7 Thai provinces flooded as rain continues

Tropical depression downgrades, few days of light rain forecast for Bangkok. At least seven provinces, mostly in the Northeast, are under water due to rain that has continued for several days under the influence of a tropical depression.

As of press time, the depression had downgraded to a low-pressure cell but was still expected to bring more downpours. With the cell reaching the Central region, Bangkok will also be hit with rain for the next few days.

Chatchai Phromlert, director-general of the Disaster Prevention and Mitigation Department, said yesterday that 54 tambons in Surin, Kalasin, Si Sa Ket, Ubon Ratchathani, Phitsanulok, Ayutthaya and Angthong were under water.

"We have deployed rapid response teams to help the victims," he said.

More than 7,000 residents in Si Sa Ket are now flooded, with Governor Prateep Keeratirekha saying Khun Han district has been hit the hardest.

In Surin, the Ban Truat School in Sri Narong district reported that water levels were rising so fast that some 20 students had been left stranded.

"The floodwater is over a metre high. Small vehicles can't travel around anymore. So, we need to contact relevant authorities to provide a military truck that can give the children a safe ride home," teacher Teetat Phuttiteerawong said.

The Meteorological Department has announced that the low-pressure cell hovering over the Central region will bring rain to Phitsanulok, Phetchabun, Nakhon Ratchasima, Nakhon Nayok, Prachin Buri, Chachoengsao, Chon Buri, Rayong, Chanthaburi, Trat, Nakhon Sawan, Uthai Thani, Chai Nat, Sing Buri, Saraburi, Lop Buri, Ang Thong, Suphan Buri, Ayutthaya and Bangkok.
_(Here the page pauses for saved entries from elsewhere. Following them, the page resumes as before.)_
Issue #581, opened 2025-12-28
Friends can sometimes appear twice (and not be removed from the online list properly)


FatCatClient:
**Describe the bug**
Reported in the Discord.

Occasionally a friend might appear twice in the friends list. When that person then logs off, one of the names will remain in the list with their status icon being turned into the offline X.

**Screenshots**

<img width="23" height="333" alt="Image" src="https://github.com/user-attachments/assets/456d20c8-28ae-4f38-a9a9-49018160b5ac" />

<img width="204" height="359" alt="Image" src="https://github.com/user-attachments/assets/337a8074-426b-45f8-b519-034447dbaaba" />

**Version and system info:**

- OS: All.
- Version 1.35.4

**Additional context**
We don't have a direct way to reproduce this (yet), but the consistent factor seems to be that in both screenshots the friend in question seems to be in the "Other" list.

Another exchange from the Discord gives us a good lead too:
> you're not friends with that same person across multiple profiles, are you?

> oh! I was not, and then they friend requested the profile I was logged in on. So maybe that's the source of the error?

FatCatClient:
Reproducible case discovered:

1. Be friends with profile X on a different profile than the one you're on
2. Have profile X friend request you, either before or after
3. Accept the friend request
4. Profile X now appears twice in your "Other friends" list

Relogging fixes the issue too.

PR #725, opened 2026-04-02
Ancient issue fixes

### LINKED ISSUE #109: Character colours aren't updated in the recent conversations tab
Ancient F-List 3.0 bug, but might as well fix it ourselves.

Reproduction:

- Have a user in your recent conversations menu be offline
- Wait for them to log in

Their name remains the same dulled grey colour as if they were offline.

### LINKED ISSUE #112: Notifications should ideally show little to no BBCode tags
As is, notifications still have the 3.0 behaviour where they just dump the raw message text in the notification body, which doesn't help make them more readable-- especially for messages with lots of tags (like coloured, bold sub-tagged text). Keeping spoiler tags hidden and eicon names still visible would be the ideal solution too, it's similar to what Discord does with spoilers and custom emoji in its notifications.

The "Copy without BBCode" option in the right-click menu would have been a useful thing to look at, were it not for the fact that it doesn't actually look at the selected BBCode and simply copies the text in the HTML.

### LINKED ISSUE #143: Userview right click menu is (partially) case sensitive

freenutsxd:
Fixes for a few ancient issues on the repo. 

- The bookmark button when right clicking a user is no longer case sensitive.
  - cda8da91ab29c78856cdb525c23c54bfd280aaa6 fixes #143 
- The recent conversations view will update a user's gender color properly when they log in. 
  - In my testing, I noticed that Horizon color is exempt from this logic, oddly.  Characters with Horizon colors will show their custom colors at all times, _even when offline_. Do we care enough to make it consistent?  
  - d096b44f6a347b4b733fa5cc005c84f1a8fec2e9 fixes #109 
- BBCode is stripped from messages for OS notifications. Eicons are surrounded with `:` a la Discord and spoiled text is actually hidden. 
  - 3d525fcfaf840eddcc5312242035d0a198b2470e fixes #112 

notif

### DIFF
--- a/fchat/characters.ts
+++ b/fchat/characters.ts
@@ -184,9 +184,10 @@ export default function (this: void, connection: Connection): Interfaces.State {
       };
     for (const key in state.characters) {
       const character = state.characters[key]!;
-      character.isFriend = state.friendList.indexOf(character.name) !== -1;
-      character.isBookmarked =
-        state.bookmarkList.indexOf(character.name) !== -1;
+      character.isFriend = state.friendList.some(f => f.toLowerCase() === key);
+      character.isBookmarked = state.bookmarkList.some(
+        b => b.toLowerCase() === key
+      );
       character.status = 'offline';
       character.statusText = '';
     }
--- a/fchat/characters.ts
+++ b/fchat/characters.ts
@@ -73,7 +73,7 @@ class State implements Interfaces.State {
       char.isBookmarked = this.bookmarkList.indexOf(name) !== -1;
       char.isChatOp = this.opList.indexOf(name) !== -1;
       char.isIgnored = this.ignoreList.indexOf(key) !== -1;
-      this.characters[key] = char;
+      Vue.set(this.characters, key, char);
     }
     return char;
   }
--- a/fchat/characters.ts
+++ b/fchat/characters.ts
@@ -69,8 +69,8 @@ class State implements Interfaces.State {
     let char = this.characters[key];
     if (char === undefined) {
       char = new Character(name);
-      char.isFriend = this.friendList.indexOf(name) !== -1;
-      char.isBookmarked = this.bookmarkList.indexOf(name) !== -1;
+      char.isFriend = this.friendList.some(f => f.toLowerCase() === key);
+      char.isBookmarked = this.bookmarkList.some(b => b.toLowerCase() === key);
       char.isChatOp = this.opList.indexOf(name) !== -1;
       char.isIgnored = this.ignoreList.indexOf(key) !== -1;
       Vue.set(this.characters, key, char);
--- a/electron/notifications.ts
+++ b/electron/notifications.ts
@@ -17,6 +17,11 @@ export default class Notifications extends BaseNotifications {
   ): Promise<void> {
     if (!this.shouldNotify(conversation)) return;
     this.playSound(sound);
+    body = body
+      .replace(/\[spoiler\].*?\[\/spoiler\]/gi, '██████')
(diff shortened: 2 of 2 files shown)


FatCatClient:
Freenuts always delivers, bless. 🙏 

> In my testing, I noticed that Horizon color is exempt from this logic, oddly. Characters with Horizon colors will show their custom colors at all times, even when offline. Do we care enough to make it consistent?

Yep. iirc, it also does this for things like the message-view component. I don't know how this would be handled with perfect consistency w/ gender colors, since those get set to ``none`` (as if the character was genderless) if you try and check the gender for a character that hasn't logged in at all during that session. Only if the relevant setting that completely removes the color after logging in is enabled, is the color an accurate reflection of the online state.

If you want to make it consistent (which is probably something we have to check is a good idea or not), I'd make it so that the custom color also disappears when "Make color in chat change to grey when user goes offline" is turned on.

On a similar note, I'd also make it so that the gender symbols you can toggle in a UserView component work the same way. Right now they're always set to the X symbol if the user goes offline, even if we have an actual gender stored. This doesn't really make sense to me, if it's meant to be in part an accessibility feature.

freenutsxd:
I was thinking it'd probably be better to make custom colors more consistent and follow the same `none` coloring rules as gender colors, but I think that's something we can ask people about later on in case anybody _really_ likes their custom colors while offline. Same thing with the gender markers, in case any colorblind users would prefer having the X marker so they can tell who's offline rather than the accurate gender being shown at all times. Either way, I'd be happy to work on some tweaks for both if people agree

FatCatClient:
It's probably out of scope for this PR (unless you're really bored), but I do think that the gender marker should 1:1 match with the color that's being set for the gender. Including taking into account the setting that removes the gender color after logging out, rather than _always_ doing that behavior.

If they want the X marker, then wouldn't it make more sense if it shows up when that specific setting is enabled? Otherwise (if you don't have the setting enabled) you lose that information if someone logs off and you're relying on gender markers.

fchat/characters.ts
```diff
@@ -69,11 +69,11 @@ class State implements Interfaces.State {
     let char = this.characters[key];
     if (char === undefined) {
       char = new Character(name);
-      char.isFriend = this.friendList.indexOf(name) !== -1;
-      char.isBookmarked = this.bookmarkList.indexOf(name) !== -1;
+      char.isFriend = this.friendList.some(f => f.toLowerCase() === key);
```
FatCatClient, line 72: Does this also resolve #581?

CodingWithAnxiety (commented):
can copilot please not review on my behalf kthx bye

fchat/characters.ts
CodingWithAnxiety: I don't believe so, I think 581 is a separate race condition but I very well could be wrong.

PR #726, opened 2026-04-03
fix: correct image gallery loading state order

Kannamoris:
`show()` function was loading images from cache but leaving `loading` as true. Alsoo removed the redundant `loading = true` in `showAsync()` that was re-hiding cached images during the background refresh.

### DIFF
--- a/electron/main.ts
+++ b/electron/main.ts
@@ -450,6 +450,17 @@ async function onReady(): Promise<void> {
           return;
         }
 
+        if (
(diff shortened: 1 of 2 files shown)


FatCatClient:
Cheers for this PR. I noticed that last issue you mentioned earlier, but hadn't taken the time to investigate it myself yet.

CodingWithAnxiety:
This looks fairly solid, merging. Thanks for your contribution!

Nakhon Ratchasima has been hit with floods after a few days of heavy rain.

"Things happened so fast. At around 9am, a rush of water broke down the wall surrounding our housing estate and flood waters started rushing in," Supoj Kongsupa, a board member of Krissada Garden Village, said yesterday.

Flood levels went well over the metre mark in an hour, forcing residents to call for help.

The Second Army Area sent in five military trucks to evacuate the stranded victims.

Governor Sukhumbhand Paribatra, meanwhile, has assured Bangkokians that they should not worry about floods. "There's no sign of a crisis," he said.

Adisak Khantee, director of the Bangkok Metropolitan Administra-tion's Department of Drainage and Sewerage, said Bangkok would continue being hit by rain over the next few days, but it would only be light.

"The areas hit by rain will also gradually reduce. Rain will cover 70 per cent of the capital over the weekend and then reduce to 60 per cent on Monday," he said.

Hydro and Agro Informatics Institute director Royol Chitradon, who leads a subcommittee of the Water and Flood Management Commission, also said with flood-prevention measures taken since early this month, the situation in Bangkok should be under control.

Relevant authorities are now closely monitoring the storm Usagi, which is moving towards Hong Kong, to see if it will hit Thailand.